At Othot, we can run a financial aid matrix simulation to test the new strategy and provide outputs for almost any population or a specific metric. Since there may be different opportunities to increase and decrease awards, running several simulations provides an understanding of those outcomes and which ones align best with your goals.

Without an advanced analytics solution, you can test out the scenarios by applying yield rates of past years based on awards and academic ability, although there is more assumption built into that answer.
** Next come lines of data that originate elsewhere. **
PR #7, opened 2016-09-28
API Proposal: Updated APIs for channel member refactor

jwilander:
Proposal for API changes in mattermost/platform#4106

### DIFF
--- a/source/channels.yaml
+++ b/source/channels.yaml
@@ -191,7 +191,7 @@
           type: string
       responses:
         '200':
-          description: The channel stats
+          description: The channel member
           schema:
             $ref: '#/definitions/ChannelMember'
         '500':
--- a/source/channels.yaml
+++ b/source/channels.yaml
@@ -167,7 +167,7 @@
         '500':
           description: Could not retrieve the channel stats, the user is not a member of the channel or the channel does not belong to the team
 
-  '/teams/{team_id}/channels/{channel_id}/member/{user_id}':
+  '/teams/{team_id}/channels/{channel_id}/members/{user_id}':
     get:
       tags:
         - channels
--- a/source/channels.yaml
+++ b/source/channels.yaml
@@ -142,3 +142,58 @@
         '500':
           description: Could not retrieve the channel, the user is not a member of the channel or the channel does not belong to the team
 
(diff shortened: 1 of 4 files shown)


source/channels.yaml
```diff
@@ -142,3 +142,58 @@
...
+          required: true
+          type: string
+        - name: user_id
+          in: path
+          description: The user ID
+          required: true
+          type: string
+      responses:
+        '200':
+          description: The channel stats
```
enahum: should this be `channel member` instead of channel stats?

source/definitions.yaml
```diff
@@ -105,6 +105,14 @@ definitions:
       creator_id:
         type: string
 
+  ChannelStats:
+    type: object
+    properties:
+      id:
```
enahum: I prefer to be more consistent here maybe as with ChannelMember where `id` is actually `channel_id`?

source/users.yaml
```diff
@@ -114,8 +115,101 @@
...
+      description: Get a map of sanitized user objects that are on the team but not in the channel.
+      parameters:
+        - name: team_id
+          in: path
+          description: The team ID
+          required: true
+          type: string
+        - name: channel_id
+          in: path
+          description: The channel ID
```
enahum: `The channel ID the users are not part of` ? to be more explicit

source/definitions.yaml
jwilander: That was from the legacy stuff, but yes that's a good idea. I'll update

source/users.yaml
jwilander: Agreed, will update

source/channels.yaml
jwilander: Oops, that's right

jwilander:
@enahum Changes made, take a look

jwilander:
I made some updates to the new APIs:
* Changed `/users/profiles_by_ids` to `/users/ids` to be more consistent with REST and to be consistent with future similar APIs.
* Changed `/teams/{team_id}/channels/{channel_id}/member/{user_id}` to '/teams/{team_id}/channels/{channel_id}/members/{user_id}' to keep consistent resource name for `members` APIs

enahum:
+1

With an advanced analytics solution like Othot, how can we trust these outputs following the pandemic and other external influences?

The answer is two-fold.

Since the modeling is built on more than just one year (typically two or three), this curbs some of the extreme outlying data, thus providing an accurate output. By using more than just a few variables in the financial aid leveraging model, we understand how specific students and groups react to changes in awarding and price.

For example, during the pandemic, there were mostly virtual interactions. The modeling can find opportunities for awards, providing insights into the impact of the virtual interactions compared to prior years as well as how additional variable values changed due to virtual events.

What about the outstanding questions that weren’t directly answered?

Demographic Cliff

With the demographic cliff, there may be opportunities to increase the likelihood to enroll among subsets of a population, such as specific underdeveloped geomarkets, first-generation, underserved communities, or simply bolstering your current market share. Regardless of the area of opportunity, through detailed analysis, we can review and determine the population with the best opportunity and the financial aid award with the greatest impact.

Upcoming FAFSA changes

By now, you’ve heard of the upcoming FAFSA changes. While they are not taking effect until July 2023, it is important to start planning now.

There are two significant ways the changes may impact your enrollment. How positive or negative the impact will depend on your specific population of students.

  • With the new FAFSA rules, the EFC is changing to SAI (Student Aid Index). Under the previous rules, the EFC was reduced significantly when a family had multiple children in college. Under the new rule and using the SAI, this will not occur. The change will mainly impact middle to upper-income families who have multiple children in college.
  • The other change is associated with the Pell Grant. More students should be eligible, and the change should help lower-income families that may not have been eligible previously.

This may be a good time to analyze those specific populations to better understand their real sensitivity to financial aid and what changes could make to your NTR, discount rate, and institutional aid spend.

What’s next?

While this may seem like the end, and it may be from a strategy perspective for this year, the tactical portion is just starting.

With advanced analytics and machine learning, we can understand how financial aid awards impact individual students who have been admitted and make real-time decisions on awards.

If you want to know who could use an additional aid, what appeals work for which students, or how to increase enrollment in certain populations through aid, let the model do the hard part and figure out who is most impacted and by how much. Then, you can focus on other pressing enrollment management questions.